» **Data section**:
PR #1044, opened 2021-10-14
First version of the ADR describing the SMT encoding with arrays

### LINKED ISSUE #1041: [FEATURE] Document the handling of sets in the SMT encoding with arrays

» **Aim of the exercise**:
Would you please copy every line from the listing above that contains the word "encoding"?

» **Reply to the task**:
First version of the ADR describing the SMT encoding with arrays
### LINKED ISSUE #1041: [FEATURE] Document the handling of sets in the SMT encoding with arrays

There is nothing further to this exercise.